Lecture 3 (Chapter 4 in book) Flashcards
Explain what an f-test is
F-test is the equivalent of a t-test but when you are testing for multiple variables. We want to test whether Y is being affected by say X1 and X2 out of X1,2,3
F-test:
Suppose a researcher wants to test whether the return on a stock (y) shows unit sensitivity to two factors (x2 and x3) among three considered. The regression is carried out on 144 monthly observations: The reg is:
Yt = β1 + β2X2 + β3X3 = β4X4 + ut
-What are the restricted and unrestricted regressions?
-If the two RRS are 436.1 and 397.2 respectively, perform the test
The unrestricted regression is the one in the equation
URSS = The equation that is given:
Yt = β1 + β2X2 + β3X3 + β4X4 + ut
RRSS = (Yt - X2t - X3t) = β1 + β4X4 + ut
So, this creates new terms such that Zt = Yt - X2t - X3t –> Zt = β1 + β4X4t + ut
FOR F-TEST:
RRSS: 436.1
URSS: 397.2
T= 144 Observation
k = 4 variables
m = 2 restrictions
Test statistic = (RRSS-URSS)/URSS * (T-k)/m
Test statistic = (436.1-397.2)/397.2 * (144-4)/2 = 6.86
Critical value: F(m,T-k) = F(2,140)
F(2,140) = 3.07 at 5% and 4.79 at 1% –> Conclusion: Reject H0 because 6.86 is higher
What is Goodness of Fit?
Goodness of fit measures how well the regression model actually fits the data.
Goodness of fit statistics are available to test how well the sample regression (SRF) fits the data - that is how close the fitted regression line is to all of the data points taken together.

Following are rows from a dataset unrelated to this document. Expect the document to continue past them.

Issue #3359, opened 2017-03-08
Problem with storage on a NAS under Windows


rperr:
### Before submitting your issue:

Enable debug logging in SickRage settings, reproduce the error (be sure to disable after the bug is fixed)

Branch/Commit: Latest Update
OS:  Windows 10
What you did: After the update, I clicked into one of my shows and saw that it said the folder was missing and size was 0.00 B even though the Show List shows several GB (I have checked several other shows and all show the same behavior). I tried refreshing, but no luck with that...

What happened: SickRage says the folder is missing and no files exist.  The show folder and files are definitely still there but appears that one of the recent commits may have removed the ability to specify the folder of a show using the '\\SEAGATE-D4\Media\TV Shows' format.  I use a NAS and have used the ''\\SEAGATE-D4\Media\TV Shows' as my root since I installed SickRage several months ago.  I also have the NAS mapped as my Z: drive and tried going into the show settings, but it does not show Z: in the list (think it was always like that which is why I used the \\SEAGATE... format).  If I should do it a different way, I'm more than happy to change the way I specify the show folders...  It also won't postprocess any newly downloaded shows.

What you expected: To be able to properly manage my library and postprocess files to move them to my NAS.

Logs:
```
SHOW REFRESH:
2017-03-07 21:46:33 INFO     SHOWQUEUE-FORCE-UPDATE :: The show dir \\SEAGATE-D4\Media\TV Shows\Lucifer is missing, not bothering to change the episode statuses since it'd probably be invalid

POST-PROCESSING:
2017-03-07 22:12:43 INFO     POSTPROCESSOR-AUTO :: Processing E:\Complete\Beavis.and.Butt.Head.S09E06.mkv (None)
2017-03-07 22:12:43 WARNING  POSTPROCESSOR-AUTO :: A path is required for the destination. Check the root dir and show locations are correct for School Test (I got '\\SEAGATE-D4\Media\TV Shows\Beavis and Butt-Head')
2017-03-07 22:12:43 WARNING  POSTPROCESSOR-AUTO :: Not enough space to continue PP, exiting
2017-03-07 22:12:43 WARNING  POSTPROCESSOR-AUTO :: Processing failed for E:\Complete\Beavis.and.Butt.Head.S09E06.mkv
```

SickRage2:
Thanks for the issue report! Before a real human comes by, please make sure your report has all the below criteria checked

- [ ] Include basic information: Branch/Commit, OS, What you did, What happened, What you expected
[...]

PR #3459, opened 2017-03-21
Custom CSS, FileBrowser improvements

sharkykh:
Requested in #3457 

Plus changed the FileBrowser so it would be easier to filter other types (extensions) of files in the future.
And changed it so folders would show up before files, like in a regular file browser.


SickRage2:

Thanks!

gui/slick/js/core.js
```diff
@@ -443,7 +443,8 @@ var SICKRAGE = {
         },
         index: function() {
             $('#log_dir').fileBrowser({title: 'Select log file folder location'});
-            $('#sickrage_background_path').fileBrowser({title: 'Select Background Image', key: 'sickrage_background_path', includeFiles: 1, imagesOnly: 1});
+            $('#sickrage_background_path').fileBrowser({title: 'Select Background Image', key: 'sickrage_background_path', includeFiles: 1, fileTypes: ['images']});
+            $('#custom_css_path').fileBrowser({title: 'Select CSS file', key: 'sickrage_background_path', includeFiles: 1, fileTypes: ['css']});
```
miigotu: Wrong key here?

miigotu (commented):
Not sure of the usefulness of the custom css. Will this be just another generally unused feature?  Mostly I try to avoid adding features unless they are expected to be widely appreciated/used, and are sure to not result in any extra issue reports.

In other words, we have lots of broken stuff to fix right now, I'm weary of creating more bugs.

Side note: I think this PR should add a [[shares]] domain to the config, with subdomains we can loop over and add to the file browser like we do in foldersAtPath when adding windows drives.

```config
[shares]
  [[nas]]
    user = miigotu
    password = sickrage
    server = HostNameOrIP
    share = sharedFolderName

  [[pi]]
    user = miigotu
    password = sickrage
    server = piHostNameOrIP
    share = sharedFolderName
```

Then in the foldersAtPath, something like this:

```python
for name, share in six.iteritems(sickbeard.CFG.get('shares')):
    if not (share.get('server') and share.get('share')):
        continue

    loc = ''
    if share.get('user'):
        loc += share.get('user')
        if share.get('password'):
            loc += ':{0}'.format(helpers.decrypt(share.get('password')))
        loc += '@'
    loc += '{0}\\{1}'.format(share.get('server'), share.get('share'))
    loc = '\\\\{0}'.format(loc)
    entries.append({'name': name, 'path': loc})
```

Ofc setting the values from a submitted form uses a simple process:
```python
sickbeard.CFG['shares'][name]['server'] = server
sickbeard.CFG['shares'][name]['share'] = share
sickbeard.CFG['shares'][name]['user'] = user
if password:
    sickbeard.CFG['shares'][name]['password'] = helpers.encrypt(password)
sickbeard.save_config()
```

gui/slick/js/core.js
sharkykh: Yep. Fixing

sickbeard/webserve.py
```diff
@@ -652,24 +652,32 @@ def sickrage_background(self):
                 return content.read()
         return None
 
+    def custom_css(self):
```
miigotu, line 655: btw, a route exactly like this is all you needed for the locale json lol, in the ui class in webserve, so a call to /ui/locale.json would return the file for GUI_LANG =P

sharkykh: I'll probably change it when I won't be so tired haha

sharkykh: english not good so right now
as you can see
:laughing:

sharkykh:
@miigotu  so far, so good.
Just need to adjust some settings like the patch target... maybe we should remove it altogether
`codecov/project = overall coverage change`
`codecov/patch = coverage of changed lines only`

sharkykh:
I'm adding 3 tests for the functions in browser.py so don't merge yet

miigotu:
You didn't answer my question about the point of this or, or input on the feature I'd like to add in this one =p

sharkykh:
Wow I didn't even see that comment. One sec

sharkykh:
> Not sure of the usefulness of the custom css. Will this be just another generally unused feature?  Mostly I try to avoid adding features unless they are expected to be widely appreciated/used, and are sure to not result in any extra issue reports.
> 
> In other words, we have lots of broken stuff to fix right now, I'm weary of creating more bugs.

Well, I'll be honest;
I was following a single user's request, and I just thought that it's a simple addition and I was in the mood, and so **I don't really have a position on the matter.**

> Side note: I think this PR should add a [[shares]] domain to the config, with subdomains we can loop over and add to the file browser like we do in foldersAtPath when adding windows drives.

Sounds very much like you want me to start working on https://github.com/SickRage/SickRage/issues/3359#issuecomment-285451899 😀 
I'll work on that tomorrow. I'm awake since 7am and it's 11:30pm here 😩

miigotu:
I just usually try my best to avoid new/extra config options that most people either won't use/need or understand.
When it comes to features we have a really large list of features, with votes on them to know how much the community wants them on http://feathub.com/SickRage/SickRage

It's not a big deal, we can allow this one because you are right, it's not much to implement it, but in general we should spend time on stuff that affects the highest number of users as possible... in a good way.

The post processing one is annoying but we need to finish that too x.X
As for the windows shares thing, I just think that will help a lot of people.
We could also possibly look through all local network IP's and call this for each one on startup https://github.com/miketeo/pysmb/blob/master/python2/smb/SMBConnection.py#L126 and append those to the list instead...
eg: connect to each ip and check for shares on the network

miigotu:
PS: Don't be bothered by my babble much, I too have barely been sleeping =P

m00n22-zz:
@miigotu I'm the one requested this feature, not knowing it would be picked up so quickly by @sharkykh . As stated in my original post #3457 I'm really enjoying Sickrage but don't like the current color scheme. Asfare as popularity on this feature I cannot comment besides the fact that I'll definitely use it. But this could lead to some nice css skins for SickRage people can share.

sharkykh:
@miigotu I started working on this and realized that it's much simpler to iterate through the settings when you set it up like a sub-section (that's what it's called by ConfigObj):

(`config.ini`)
```ini
[NetworkShares]
    [[NFS]]
        user = miigotu
        password = sickrage
        server = HostNameOrIP
        share = sharedFolderName
``` 
(`__init__`)
```python
        for share in CFG['NetworkShares']:
            NETWORK_SHARES[share] = {}
            for key in CFG['NetworkShares'][share]:
                NETWORK_SHARES[share][key] = check_setting_str(CFG['NetworkShares'], share, key)
```

then sickbeard.NETWORK_SHARES is:
```
NETWORK_SHARES = {dict}
    u'NFS' = {dict}
        u'password' = {unicode} u'sickrage'
        u'server' = {unicode} u'HostNameOrIP'
        u'share' = {unicode} u'sharedFolderName'
        u'user' = {unicode} u'miigotu'
```

**of course it will eventually store the password as encrypted**


Unfortunately , [UNC paths don't have the option to pass credentials like you suggested. which makes it more complicated](https://superuser.com/a/344933)
So I really do need to make the whole drive mapping for windows from the config to achieve this.

gui/slick/views/layouts/main.mako
```diff
@@ -94,11 +94,15 @@
...
-        %if sickbeard.THEME_NAME != "light":
+        % if sickbeard.THEME_NAME != "light":
             <link rel="stylesheet" type="text/css" href="${srRoot}/css/${sickbeard.THEME_NAME}.css?${sbPID}" />
-        %endif
+        % endif
 
         <%block name="css" />
+
+        % if sickbeard.CUSTOM_CSS:
+            <link rel="stylesheet" type="text/css" href="${srRoot}/ui/custom.css" />
```
OmgImAlexis, line 104: Why is the path hardcoded if there's a config option for `CUSTOM_CSS_PATH`?

miigotu: Webserve has a view for that route, which returns the true custom css

sickbeard/webserve.py
miigotu: @OmgImAlexis here

gui/slick/views/layouts/main.mako
OmgImAlexis: It'd make more sense to just serve it as a file so caching works.

miigotu: Did you try it and see if caching works?  If it doesnt then a header just needs fixed in the view.  Serving it as a file would require us to copy it into the gui folder, or somewhere, and add a static file handler for it.  For such a simple feature that is unlikely to be used I dont think putting too much work into it is warranted, unless the community starts making all kinds of css for SR. Then we can put all kinds of time into it. But for now this was just one user requesting this.

sharkykh: For the record, I was following the same concept as sickrage_background.

miigotu: No worries man, the custom.css is THE ONLY css that is caching correctly.
image

miigotu: We do need to add ?${srPID}(or whatever the pid var is) to it though so cache breaks on restart.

We identify this by finding R^2. R^2 is the square of the values between the dependent variable and the corresponding fitted values from the model. A correlation coefficient must lie between -1 and 1. Therefore R^2 must be between 0 and 1.
R^2 close to 1 suggests a strong relationship between the model and the dependent variable. (Model captures much of the variability in the data).
Please provide the equation for R^2
R^2 = ESS/TSS
R^2 = ESS/TSS = (TSS-RSS)/TSS = 1- (RSS/TSS)
TSS: Total Sum of Squares
ESS: Explained Sum of Squares
RSS: Residual Sum of Squares
Suppose you’re analyzing the relationship between hours studied and exam scores for a group of students. You collect data on the number of hours each student studied and their corresponding exam score, and you fit a linear regression model to predict exam scores based on study hours.
After running the regression, you calculate an R² of 0.85.
Comment on what this means
With an R² score of 0.85 it means that 85% of the variability in the exam scores can be explained by the amount of hours a student has spent studying. (One’s test result is 85% determined by the amount of time spent studying for it.
What are some problems with R²?
A major issue with R² is that it always increases as you add variables (or at least does not decrease) - even if those variables do not have a meaningful relationship with the dependent variable (Yt).
As you add more predictors, even irrelevant ones, R^2 will typically increase because the model has more flexibility to fit the data, potentially “overfitting” it. Overfitting means the model is capturing noise or random fluctuations in the data rather than the true underlying relationships.
Please explain and provide the formula for adjusted R^2
Unlike R^2, adjusted R^2 takes into account the number of predictors in the model. As such, it penalizes the inclusion of irrelevant variables that do not include the model significantly.
Adjusted R^2 = 1 - [(1-R²)(n-1)/)n-p-1)]
-n is the number of data points
-p is the number of predictors (independent variables)
Adjusted R² will decrease if the added predictors do not improve the model’s explanatory power significantly. If adding a predictor does not explain a sufficient amount of variation in the dependent variable, Adjusted R²
What is a dummy variable?
When dealing with qualitative data, such as gender, industry, ratings it is difficult to analyse in econometrics.
Therefore we assign each term a dummy variable like male=0 female=1.